Showing love and affection to children does not spoil them or make them irresponsible. Prophet Muhammad (peace be upon him) openly showered his love upon his grandsons, but he also taught them well, as did their parents. As young boys, they were brought to the mosque to listen to the sermons, to learn, and to absorb.



The Prophet (peace be upon him) hugged his grandson, Al-Hasan, and said, “O Allah, I love him; love him and love one who loves him.” (Sahih Muslim).



 Although he was 8 years old when his grandfather died, historians noted that none resembled the Holy Prophet (peace be upon him) in looks and manners as Al-Hasan did as a young man.



In his teenage years, Al-Hasan was known for being solemn and deep in thought and when asked why he was so serious, he replied, “I see that in order to start a fire, the young and tender pieces of wood are used first; so I fear that the Hellfire will be kindled on young people.”



His thinking was way ahead of his years, and he continuously strived to perfect his worship and conduct.



The Prophet (peace be upon him) never belittled a person because of age; he empowered the youth and enabled them to shoulder huge responsibilities.

Thinking highly of the youth lifts the bar for their capabilities and accomplishments; people tend to live up to what is expected of them.  

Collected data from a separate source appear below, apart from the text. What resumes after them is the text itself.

PR #4559, opened 2021-07-25
Remove NOT NULL constraint on submissions.regradable

mwest1066:
Adding a column with a `NOT NULL` constraint requires rewriting the entire table and blocks writes while it's happening. This is too expensive for a large table like `submissions`. While it's nice to have `NOT NULL` on this column, it shouldn't actually be required.

Weirdly, everything I [can](https://brandur.org/postgres-default) [find](https://www.depesz.com/2018/04/04/waiting-for-postgresql-11-fast-alter-table-add-column-with-a-non-null-default/) about PG 11 seems to suggest that `ADD COLUMN ... NOT NULL DEFAULT FALSE` should be just as fast as `ADD COLUMN ... DEFAULT FALSE` (without the NOT NULL). But in my experiments the latter version is super fast (maybe 1 second for 45-million rows) while the former version is super slow (at least 10 minutes, at which point it was auto-killed).

### DIFF
--- a/migrations/234_submissions__regradable__add.sql
+++ b/migrations/234_submissions__regradable__add.sql
@@ -1,4 +1,4 @@
-ALTER TABLE submissions ADD COLUMN IF NOT EXISTS regradable boolean NOT NULL DEFAULT FALSE;
+ALTER TABLE submissions ADD COLUMN IF NOT EXISTS regradable boolean DEFAULT FALSE;
 
 UPDATE submissions
 SET regradable = (graded_at IS NOT NULL) OR (grading_requested_at IS NOT NULL);
--- a/database/tables/submissions.pg
+++ b/database/tables/submissions.pg
@@ -17,7 +17,7 @@ columns
     params: jsonb
     partial_scores: jsonb
     raw_submitted_answer: jsonb
-    regradable: boolean not null default false
+    regradable: boolean default false
     score: double precision
     sid: text
     submitted_answer: jsonb


migrations/234_submissions__regradable__add.sql
```diff
@@ -1,4 +1,4 @@
-ALTER TABLE submissions ADD COLUMN IF NOT EXISTS regradable boolean NOT NULL DEFAULT FALSE;
+ALTER TABLE submissions ADD COLUMN IF NOT EXISTS regradable boolean DEFAULT FALSE;
 
 UPDATE submissions
 SET regradable = (graded_at IS NOT NULL) OR (grading_requested_at IS NOT NULL);
```
jonatanschroeder, line 4: @mwest1066 If the concern is updating the whole table, isn't this a problem too?

jonatanschroeder, line 4: @mwest1066 if the concern is updating the whole table, isn't it better to remove this update too?

jonatanschroeder (approved):

migrations/234_submissions__regradable__add.sql
mwest1066: The real problem is not the full table rewrite, but the fact that the table is locked as `ACCESS EXCLUSIVE` while `ALTER TABLE` is running, which blocks all other accesses (including reads and writes). This basically freezes PL while the table is being rewritten. In contrast, `UPDATE` only needs the `ROW EXCLUSIVE` [table lock](https://www.postgresql.org/docs/current/explicit-locking.html), which permits reads and writes to continue. At least this is my understanding 😄

echau01 (approved):
I always thought it's better to not have null entries in a database. If your experimentation shows otherwise, though, then let's go with your way.

mwest1066:
> I always thought it's better to not have null entries in a database. If your experimentation shows otherwise, though, then let's go with your way.

You are absolutely correct that it's better not to allow NULLs in the DB when they have no meaning. The problem is that we are migrating large existing DBs on live production applications, and it's very expensive (and blocking) to add these constraints. I'll leave off the `NOT NULL` constraint for now.

Issue #3344, opened 2020-10-15
Change assessment instance "open/closed" to "open/locked"?


mwest1066:
At the moment the "open/closed" status of assessment instances seems to be a bit confusing. Maybe it would be clearer if we renamed "closed" to "locked" and showed it as a lock icon on assessment instances? Instructors could click this lock icon to get a popover that says "This assessment instance is locked. The student can't submit answers to it anymore. Click [here] to unlock it. Note that the student will need [access] to submit answers. They currently [do/do not] have access."

Issue #3340, opened 2020-10-14
Live mode for assessment instances list


jonatanschroeder:
It would be great to have a "live" view of the assessments currently open (or recently closed), with the remaining time updating without the need for a refresh.

jonatanschroeder:
Such a screen could include some information like:

- which questions each student is working on;
- options to add time/close/etc;
- groups (interactions);
- ???

jonatanschroeder:
One possibility is to have this page interact with a web socket that uses the `LISTEN` directive in PostgreSQL, and relevant events would trigger `NOTIFY`: https://www.postgresql.org/docs/current/sql-notify.html

jonatanschroeder:
The assessment instances page already provides some of this functionality, as of #4560 it should provide additional provisions. Still pending is a break-down of status per question, and (possibly) an automatic refresh based on web sockets triggered by actual events.

PR #4560, opened 2021-07-25
UI improvements to Assessment instances page

### LINKED ISSUE #1130: instructor assessment instance list CSS popup problem
If you have an assessment that only has 1-2 assessment instances, the bottom of the Action popup (to close, re-open, etc.) gets hidden under the bottom of the panel footer. Scrolling doesn't work properly and not all the buttons are visible.

screen shot 2018-04-25 at 7 31 28 am

### LINKED ISSUE #1202: User with TA permissions can see "Regrade all" button on instructorAssessment
For users with TA-level permissions, the "Regrade All" button appears above assessment instances, but clicking results in a (somewhat opaque) "Not Found" error. Not sure if the right solution is to hide the button or to create a more meaningful "You don't have this permission" modal/error page.

Compare the individual assessment instance "Action" drop-down, which is empty for users with TA permissions.

I think this might be a particular case of #758

### LINKED ISSUE #1316: instructorAssessmentInstances: show message if not has_instructor_edit
https://github.com/PrairieLearn/PrairieLearn/blob/f4192f2e0dddf2efc9e4fbc3b808b6e6ac6a81c5/pages/instructorAssessmentInstances/instructorAssessmentInstances.ejs#L221

Update the UI so that if a TA opens the drop down to edit student assessment instances, they get a message about needing Instructor access to edit instead of a blank (broken-looking) dropdown.

### LINKED ISSUE #2149: Remaining and Duration columns semi-broken in Students tab
If you view a given `pl/course_instance/nnnnn/instructor/assessment/nnnnnnn/instances` page (the "Students" tab for a given assessment instance), the Remaining and Duration columns don't always seem to display correct info:

The Duration column appears to show "0s" as the duration for a session that closed due to time limit running out. Example available here (may not be persistent if we need to correct the grade manually later and that changes something): https://prairielearn.engr.illinois.edu/pl/course_instance/64437/instructor/assessment/1413729/instances Possibly connected to the recent PR about LTI https://github.com/PrairieLearn/PrairieLearn/pull/2144 This was a situation where the student interacted with the first variant for about 15 seconds, and then may have had some issue that led to logging in again through the direct PrairieLearn URL that should not be available, so there may be more than one thing going on. In this case, it's also strange that the session timed out after 100 minutes when it should have timed out after 90 minutes. (Maybe this warrants a separate issue. I'm testing how long it takes for another session to time out, now.)

The Remaining column seems to show "0 min" while a live exam is in session. (Tested this several times myself over the past few months, but can't link an example that will persist.)

### LINKED ISSUE #3339: Implement Pagination for Assessment Instances
I have a practice test for students that students have generated over 1300 instances for (though this is not terribly surprising--with 450 students that's an average of 3 attempts per student), and it lags my browser out when trying to sort them. Would be great to be able to limit to, say, 50 or 100 at at time.

### LINKED ISSUE #3343: Show student access status on "Students" tab
At the moment the "Students" tab shows Open/Closed status for assessment instances, but not whether each student currently has access. It would be helpful to show this directly. Should we show different icons for different levels of access? Like "can see the whole exam", "can see total score only", "can't see anything"?

### LINKED ISSUE #3658: Create another column in the Students Page (tab)
Current page for an individual assessment:

image

I propose we create another column (maybe the third column) that has the header "Details" and the following text for each row entry:

<short_assessment_name>  + (<assessment_instance_number>) + for + <user_uid>

For the example above, the entry would be `HW6(1) for mfsilva@illinois.edu`.

This text would have a link that points to the same page when the button "Details" is clicked. The columns "Details" could then be removed.

For a group assessment, the row entry would be 

<short_assessment_name>  + (<assessment_instance_number>) + for + <name_entry>

image

For the example above,  `L7(1) for Mari`.

____

In the future, we would also add a link to the column `UID`, which would direct to a page that contains informations about that student (assessments, assessment summary and statistics, etc). This page does not exist yet (another PR!), but once we have this page,  we should add a link to it in all occurrences of UID (the above example, the gradebook, ...)

jonatanschroeder:
Changes similar to those done in #4543 in assessment instances page. This replaces #3992 as well, since a refresh button is provided too, and an auto-refresh button can also be provided (https://bootstrap-table.com/docs/extensions/auto-refresh/).

Resolves #1130.

Still TODO:

* [x] More extensive tests;
* [x] Ajax actions like change time limits, close, grade and delete assessments, followed by refresh;
* [x] Auto-refresh;
* [x] Update CI tests that rely on the data in this page (e.g., `tests/testInstructorAssessment.js`);
* [x] Change details link to a first column with AI identification (resolves #3658);
* [x] Add column for total time limit (initially hidden);
* [x] Pagination (resolves #3339);
* [x] Add helper box (similar to Role) to explain meaning of Duration column (resolves #2149);
* [x] Review and clarify action button absence when user does not have edit permission, e.g., TA (resolves #1202, resolves #1316);
* [x] News item.


mwest1066:
Open issues related to this page are:
* #3344
* #3343
* #3340
* #3339
* #2149
* #1316
* #1202
* #1130
* #2263

I'm definitely not saying that all of the above _should_ be implemented or fixed. Some of them might be too hard or just bad ideas 😄

jonatanschroeder:
> * [Change assessment instance "open/closed" to "open/locked"? #3344](https://github.com/PrairieLearn/PrairieLearn/issues/3344)

This probably requires a more extensive discussion instead of just a UI update.

> * [Live mode for assessment instances list #3340](https://github.com/PrairieLearn/PrairieLearn/issues/3340)

Although this PR helps in this direction, I'm still hoping to have a page with more extensive info, e.g., broken down by question and with more options for automatic refresh than just a re-request every 60 seconds.

> * [Remaining and Duration columns semi-broken in Students tab #2149](https://github.com/PrairieLearn/PrairieLearn/issues/2149)

I believe Remaining is correct now, and Duration only needs an explanation of what it means. Added to TODO.

> * [instructor assessment instance list CSS popup problem #1130](https://github.com/PrairieLearn/PrairieLearn/issues/1130)

This is fixed already.

> * [Instructor assessment instance view is missing tab-bar #2263](https://github.com/PrairieLearn/PrairieLearn/issues/2263)

This is for the single instance page, not for the list of instances. I'll focus this PR on the list.

All other items you listed have been added to the TODO list.

mwest1066:
> All other items you listed have been added to the TODO list.

Awesome! I agree with all the other points you made. Do you want to close #1130?

mwest1066:
Oooops! Sorry! I was thinking about closing #1130 and accidentally closed your PR!!

jonatanschroeder:
> Do you want to close #1130?

I mean this PR fixes the issue with #1130, so I linked it, but it's already done in this PR.

mwest1066:
> I mean this PR fixes the issue with #1130, so I linked it, but it's already done in this PR.

Got it! That's great.

jonatanschroeder:
@mwest1066 I made a stub of a news item, if you have time I'd prefer if you fill the fluff in it, is that ok? I can provide more info if necessary.

mwest1066:
> @mwest1066 I made a stub of a news item, if you have time I'd prefer if you fill the fluff in it, is that ok? I can provide more info if necessary.

Will do!

mwest1066:
The "Action" button on the Students tab looks weird (should it be a button?):

image

And the dropdown menu under Action seems to be missing spacing after the icons:

image

mwest1066:
With the "showing 50 rows of 200" in the footer, I always worry that this will be off the bottom of the screen and so will be missed. Should we shift this to the top left of the table (where the "Download..." link is now)? Maybe move the download link to use the bootstrap-table download icon in the icon bar?

I'm not convinced that these are good ideas, but rather I'm throwing them out for consideration.

mwest1066:
I was a bit too hasty in my description of "Duration", sorry! The 1-hour inactivity exception actually only applies to Homeworks, and Exams measure the full time from start to final submission. Also see #4609

pages/instructorAssessmentInstances/instructorAssessmentInstances.ejs
```diff
@@ -243,168 +151,219 @@
...
+                <h4 class="modal-title" id="role-help-title">Time Remaining</h4>
+                <button type="button" class="close" data-dismiss="modal" aria-label="Close">
+                  <span aria-hidden="true">&times;</span>
+                </button>
+              </div>
+              <div class="modal-body">
+                <p>For open assessments with a time limit, this column
+                  will indicate the number of minutes (rounded down)
+                  the student has left to complete the assessment. If
+                  the value is <strong>0 min</strong>, the student has
```
mwest1066, line 351: Could we display `< 1 min` in this case? Only if it isn't too messy to do so.

pages/instructorAssessmentInstances/instructorAssessmentInstances.ejs
```diff
@@ -243,168 +151,219 @@
...
+        <table id="usersTable"
+               data-unique-id="assessment_instance_id"
+               data-classes="table table-sm table-hover table-bordered"
+               data-url="<%= urlPrefix %>/assessment/<%= assessment.id %>/instances/raw_data.json"
+               data-search="true"
+               data-show-columns="true"
+               data-show-refresh="true"
+               data-auto-refresh="true"
+               data-auto-refresh-status="false"
+               data-auto-refresh-interval="30"
```
mwest1066, line 174: Is there any way to indicate how long until the next auto-refresh? Is this what the `data-auto-refresh-silent` option does?

mwest1066:
Should we also make the first column sticky? I'm thinking both to help folks on small screens right now, and also future-proofing as more columns are added.

admin_queries/generate_assessment_instances.json
```diff
@@ -0,0 +1,14 @@
+{
+    "description": "Simulates all students enrolled in a course starting an assessment (groupwork not supported)",
```
mwest1066, line 2: These are very nice admin queries!

pages/instructorAssessmentInstances/instructorAssessmentInstances.ejs
jonatanschroeder: Yes, it's possible, will do.

pages/instructorAssessmentInstances/instructorAssessmentInstances.ejs
jonatanschroeder: I don't know if it's possible to show that, I'll check. As for the silent option, it's to refresh it without redrawing the entire table, i.e., only update the rows/cells that changed.

jonatanschroeder: I can't find a easy and reliable way to show the time for the next auto-refresh through the BT extension, other than to bypass the extension and do the whole auto-refresh process separately, or to extend the BootstrapTable class functionality (which may not be reliable if the npm package is later updated and the changes become inconsistent). I don't think it's worth the effort.

jonatanschroeder:
> With the "showing 50 rows of 200" in the footer, I always worry that this will be off the bottom of the screen and so will be missed. Should we shift this to the top left of the table (where the Gradebook "Download..." link is now)? Maybe move the Gradebook download link to use the bootstrap-table download icon in the icon bar? The same thing goes for the Students page, but there we have no download link so the upper-left corner is free.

Whenever the Prophet (peace be upon him) sent a group of men on a scouting or trade or military expedition, he always appointed a leader for the group. When selecting a leader, he would talk to the men and ask how much of the Holy Qur’an they had learned. On one occasion, the youngest man in a large group had said that he had memorized by heart several chapters of the Holy Qur’an. This young man was chosen as the leader because his knowledge of the Holy Qur’an surpassed the knowledge of the other men who exceeded him in age.

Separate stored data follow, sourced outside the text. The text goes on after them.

PR #288, opened 2021-01-12
Add Pulp API to UI

ZitaNemeckova:
Closes-Issue: AAH-255

Populate DB via console:
```
for foo in  postgres treafik mongo mariadb redis node mysql busybox alpine docker python hhtpd nginx memcached golang  ; do  docker pull $foo; docker image tag $foo localhost:5001/$foo; docker push localhost:5001/$foo; done
```

Last modified will be added in followup UI PR.

TODO:
- [x] pagination
- [x] sorting - param ordering
- [x] filter - no partial filter

### DIFF
--- a/src/api/base.ts
+++ b/src/api/base.ts
@@ -20,12 +20,6 @@ export class BaseAPI {
     return '';
   }
 
-  // Use this function to get paths in the _ui API. That will ensure the API version
-  // gets updated when it changes
-  getUIPath(url: string) {
-    return url;
-  }
-
   list(params?: object, apiPath?: string) {
     // The api uses offset/limit for pagination. I think this is confusing
     // for params on the front end, so we're going to use page/page size
--- a/src/api/base.ts
+++ b/src/api/base.ts
@@ -7,17 +7,13 @@ export class BaseAPI {
   apiPath: string;
   http: any;
 
-  constructor() {
+  constructor(apiBaseUrl) {
     this.http = axios.create({
-      baseURL: this.apiBaseURL(),
+      baseURL: apiBaseUrl,
       paramsSerializer: params => ParamHelper.getQueryString(params),
     });
 
     this.http.interceptors.request.use(request => this.authHandler(request));
-  }
-
-  apiBaseURL() {
-    return '';
   }
 
   public mapPageToOffset(p) {
--- a/src/api/base.ts
+++ b/src/api/base.ts
@@ -20,6 +20,24 @@ export class BaseAPI {
     return '';
   }
 
+  public mapPageToOffset(p) {
+    // Need to copy the object to make sure we aren't accidentally
+    // setting page state
+    const params = { ...p };
+
+    const pageSize =
+      parseInt(params['page_size']) || Constants.DEFAULT_PAGE_SIZE;
+    const page = parseInt(params['page']) || 1;
+
+    delete params['page'];
+    delete params['page_size'];
+
+    params['offset'] = page * pageSize - pageSize;
+    params['limit'] = pageSize;
+
+    return params;
+  }
+
   list(params?: object, apiPath?: string) {
     // The api uses offset/limit for pagination. I think this is confusing
     // for params on the front end, so we're going to use page/page size
@@ -50,7 +68,7 @@ export class BaseAPI {
     return this.http.patch(this.getPath(apiPath) + id + '/', data);
   }
 
-  private getPath(apiPath: string) {
+  getPath(apiPath: string) {
     return apiPath || this.apiPath;
   }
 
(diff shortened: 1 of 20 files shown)


ZitaNemeckova:
@newswangerd please have a look, thanks :)

src/api/pulp.ts
```diff
@@ -0,0 +1,48 @@
...
+
+  constructor() {
+    this.apiPath = this.apiBaseURL;
+    this.http = axios.create({
+      baseURL: this.apiBaseURL,
+      paramsSerializer: params => ParamHelper.getQueryString(params),
+    });
+  }
+
+  list(params?: object, apiPath?: string) {
```
newswangerd, line 19: These are all copy pasted from BaseAPI. They should really be moved to a reusable file or inherited from a shared base class.

I know we were attempting to not change the base class for the full API, but I think it should be fairly easy to make a new base class that contains the `list`, `get`, `update`, `create`, `delete`, `patch`, `getPath`, `authHandler` and `mapPageToOffset` methods ad the `apiPath` and `http` properties without introducing any regressions.

You could also just move the shared methods to an `api.utils` module and import them here. That might be a little bit easier, but I think it's not quite as clean.

src/api/execution-environment.ts
```diff
@@ -0,0 +1,11 @@
...
+
+class API extends PulpAPI {
+  apiPath = 'repositories/container/container-push/';
+
+  constructor() {
+    super();
+  }
+}
+
+export const ExecutionEnvironmentAPI = new API();
```
newswangerd, line 11: I like the idea of just putting all EE related calls into a single module rather than presenting the different objects in the pulp API to the presentation layer. I'm curious to see how this will work in the final implementation,

newswangerd (changes requested):
Just need to DRY out the pulp api base.

src/api/execution-environment.ts
newswangerd: One problem you might run into is that page loading will be blocked until all the APIs resolve. This is probably fine for details, but I know on the list views we'll have to make a call for each container to get the description, and that could slow down the list page a lot. If the APIs are called separately you could use a skeleton to show that the description is still loading: https://patternfly-react.surge.sh/components/skeleton. If all the descriptions are grabbed asynchronously, latency might not be an issue though.

src/api/pulp.ts
```diff
@@ -0,0 +1,48 @@
...
+import { Constants } from '../constants';
+
+export class PulpAPI {
+  apiBaseURL = '/pulp/api/v3/';
+
+  apiPath: string;
+  http: any;
+
+  constructor() {
+    this.apiPath = this.apiBaseURL;
```
newswangerd, line 12: I'm surprised these calls work without the CSRF token getting set. I guess it probably gets set by the other API calls and reused here. At any rate, it might be worth adding the `authHandler` here.

src/api/base.ts
```diff
@@ -4,26 +4,26 @@ import { ParamHelper } from '../utilities';
...
-
-  apiBaseURL = API_HOST + API_BASE_PATH;
-
   apiPath: string;
   http: any;
 
   constructor() {
     this.http = axios.create({
-      baseURL: this.apiBaseURL,
+      baseURL: this.apiBaseURL(),
```
newswangerd, line 12: I would recommend passing this as a constructor argument instead of getting it from some function that you then have to override.

src/api/base.ts
```diff
@@ -4,26 +4,26 @@ import { ParamHelper } from '../utilities';
...
   }
 
+  apiBaseURL() {
+    return '';
+  }
+
   // Use this function to get paths in the _ui API. That will ensure the API version
   // gets updated when it changes
   getUIPath(url: string) {
-    return `_ui/${this.UI_API_VERSION}/${url}`;
```
newswangerd, line 26: This function isn't necessary for anything other than the hub endpoints, so you can remove it here and just provide it in the hub base class.

src/api/pulp.ts
```diff
@@ -0,0 +1,36 @@
...
+  apiBaseURL() {
+    return '/pulp/api/v3/';
+  }
+
+  public mapPageToOffset(p) {
+    // replace sort with ordering
+    const params = { ...p };
+    const sort = params['sort'];
+    params['ordering'] = sort;
+    delete params['sort'];
```
newswangerd, line 22: I would recommend moving `mapPageToOffset` to the base class and overriding the `list` method on the pulp class here to provide the mapping between ordering and sort.

Messing with `sort` in this function is kind of an unexpected side effect and this also makes it so that the actual code for the `mapPageToOffset` function is still duplicated in two places.

newswangerd (changes requested):

newswangerd (approved):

Knowledge and character are more important criteria for leadership than chronological age.



When the Prophet (peace be upon him) wanted a young man, Abdullah ibn Umar, to adopt a certain behavior, which was praying the voluntary late night prayer, he did not list the boy’s shortcomings or condemn him.



Instead he (peace be upon him) used encouragement and positive reinforcement by saying, “What a blessed man is Abdullah. Should he perform the prayer at night he would be blessed even more.”



Before he (peace be upon him) gave instructions, he praised the young man. From that day, Abdullah ibn Umar never abandoned the late night prayer for the rest of his life.



When it comes to preparing our children for leadership roles, constant and hurtful criticism can be counter-productive.



Of course as parents, we should advise and guide our children. When a teenager makes a mistake, a heartfelt talk with sound advice is far more effective than yelling and criticizing in a fit of rage. Most often, teens just tune out and stop listening to our ranting and raving. They listen much more attentively when we speak out of concern and love, rather than anger and disapproval.